Claims by Theresa May’s deputy that Brexit talks with ministers from Britain’s home nations have ended accusations of a “power grab” by Westminster have been rejected by the Scottish Government.
Damian Green held talks with representatives from Scotland, Wales and Northern Ireland in the first formal meeting of the joint ministerial committee (JMC) for eight months, and claimed progress meant “talk of a power grab is now behind us”.
The Scottish and Welsh governments have raised serious concerns over the EU (Withdrawal) Bill, which will see EU responsibilities in areas which would normally fall to devolved governments initially transferred to Westminster.
Scottish Brexit minister Michael Russell said Nicola Sturgeon would still recommend that Holyrood refuses to give its consent to the EU Bill “until the power grab is removed”.
Scotland and Wales have insisted the legislation undermines the principles of devolution, and warned they cannot recommend that legislative consent is given to the Bill as it stands.
At the JMC, Scotland, Wales and Northern Ireland were able to agree with the UK government general principles on their role in any post-Brexit arrangements.

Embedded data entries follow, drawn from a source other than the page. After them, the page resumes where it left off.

Issue #339, opened 2023-01-11
Remove mobx dependency


alvrs:
MUD (especially recs) started out building heavily on `mobx` as foundation for reactivity, but at some point switched to `rxjs` for performance reasons. However, `mobx` is still used in some places of the codebase, leading to "glue code" to convert `mobx` observable into `rxjs` observables and vice versa. We should remove all usages of `mobx` (eg replace them with `rxjs`'s `BehaviorSubject`) to be able to remove `mobx` as a dependency.

PR #2082, opened 2023-12-25
refactor: remove mobx

R-Morpheus:
work on #339

please see how I handled the removal of `mobx` in `utils`. if it looks good and the task is still relevant, then I will continue. 

here I rewrote the functions from `mobx` to `rxjs`, also changed the tests and deleted the file `mobx.ts`, so how can you do without it


packages/recs/src/Query.ts
```diff
@@ -508,7 +526,7 @@ export function defineQuery(
 
   return {
     matching,
```
holic, line 528: from an API standpoint, I wonder if we should return `matching.value` instead of the observable (esp. since the BehaviorSubject is mutable, which is kinda scary)

then we don't have to change all the other locations to use `matching.value`

packages/phaserx/package.json
```diff
@@ -25,7 +25,6 @@
   "dependencies": {
     "@latticexyz/utils": "workspace:*",
     "@use-gesture/vanilla": "10.2.9",
-    "mobx": "^6.7.0",
```
holic, line 28: Since this package is not really maintained (and should probably be considered deprecated), I am wondering if we can get away with not changing this here.

R-Morpheus: Okay, I'll take the changes away

R-Morpheus:
still, I can't fix one problem. I have one test that fails in `useEntityQuery.test.ts`. The problem is in the component re-rendering when calling the `setComponent()` function. 

It would be logical to assume that the problem is with `defineQuery()`, but it works fine, all tests pass. As I understand from the logs, the result is the same, even if you specify in the options `updateOnValueChange: false`

@holic what do you think? 🤔

Снимок экрана 2024-01-02 в 16 17 02

packages/recs/src/Query.ts
```diff
@@ -441,21 +452,23 @@ export function defineQuery(
...
-                matching.delete(previouslyMatchingEntity);
+                currentMatching.delete(previouslyMatchingEntity);
                 updates.push({
                   entity: previouslyMatchingEntity,
                   type: UpdateType.Exit,
                   component: update.component,
                   value: [undefined, undefined],
                 });
               }
+              matching.next(currentMatching);
```
holic, line 467: I am wondering if this line is causing the additional render?

R-Morpheus: no, deleting it did not lead to changes.

PR #2083, opened 2023-12-26
docs(faucet): `npx faucet-server` typo

emersonhsieh:
Command to start faucet should be `npx faucet-server` instead. Optional fix if moving to pnpm on docs.


holic:
I believe the current docs are correct. I think for the `npx` case, you don't need to install and want to run via `npx @latticexyz/faucet`

PR #2090, opened 2024-01-08
refactor(store,world): delete unused functions and variables [N-04]

yonadaaa:


packages/world/src/worldResourceTypes.sol
```diff
@@ -14,17 +14,9 @@ import { RESOURCE_TABLE, RESOURCE_OFFCHAIN_TABLE } from "@latticexyz/store/src/s
 // A namespace can include tables and systems.
 bytes2 constant RESOURCE_NAMESPACE = "ns";
 
-// Resource that identifies a module, an on-chain script that
-// can be executed on the World. Modules are used to install tables,
-// systems, hooks, and new entry point to a World in order to extend
-// its capabilities.
-bytes2 constant RESOURCE_MODULE = "md";
```
holic, line 21: @alvrs is it true that we don't use this anywhere?

alvrs: i don't think we do! modules are not exactly resources that are installed into the world either like other kinds of resources (namespaces, tables, systems)

packages/store/src/Bytes.sol
```diff
@@ -6,41 +6,12 @@ pragma solidity >=0.8.21;
  * @notice Utility functions for bytes.
  */
 library Bytes {
```
holic, line 8: this library feels a little incomplete with half the bytes variants removed but 🤷‍♂️

maybe in the future, we move this into the `common` package or similar so that it represents a pure lib and not dependent on anything store related

holic (approved):

PR #2091, opened 2024-01-08
refactor(store,world): rename ambiguous elements [N-03]

yonadaaa:


packages/store/src/Hook.sol
```diff
@@ -30,15 +30,15 @@ library HookLib {
    * @notice Filter a hook from the hook list by its address.
    * @dev This function writes the updated hook list to the table in place.
    * @param hookTableId The resource ID of the hook table.
-   * @param tableWithHooks The resource ID of the table with hooks to filter.
+   * @param elementWithHooks The resource ID of the table with hooks to filter.
```
holic, line 33: can we name this `resourceWithHooks`?

"element" is a term we've never used before and I think "resource" is more consistent: https://www.notion.so/latticexyz/MUD-naming-conventions-terminology-66e11356a1934465b2aa1a951c61a299

packages/world/src/World.sol
```diff
@@ -52,7 +52,7 @@ contract World is StoreData, IWorldKernel {
   /**
    * @dev Prevents the World contract from calling itself.
    */
-  modifier requireNoCallback() {
```
holic, line 55: not blocking but I feel like we could expand the docs here to explain _why_ this modifier is here and important to be used, esp since this relates to a vulnerability

holic (dismissed):

packages/world/src/World.sol
holic: added issue here: https://github.com/latticexyz/mud/issues/2106

holic:
should prob add a changeset for this one!

holic (approved):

But speaking after the meeting, Mr Russell said: “However we remain unable to recommend the Scottish Parliament consent to the EU Withdrawal Bill as currently drafted and will not be able to do so until the power grab is removed from the bill.
“I have and will continue to press for the amendments suggested by ourselves and the Welsh Government to be accepted, removing the power grab and providing a clear solution that respects devolution.”
The UK Government has said it is necessary to bring powers back to Westminster before devolving them in order to develop common frameworks and prevent trade barriers being created within the UK. Mr Green described the JMC as “very constructive” and “successful” but rejected accusations of a power grab.
The First Secretary of State told reporters: “I think you will see from principles that we have agreed today that talk of a power grab is now behind us. We’ve agreed that obviously there need to be ways in which we preserve the UK single market so we don’t damage businesses in Scotland or Wales or Northern Ireland. But (also) that we fully respect the devolution settlements, that we expect this to end with more powers going to the devolved administrations than they have had under the previous arrangement.”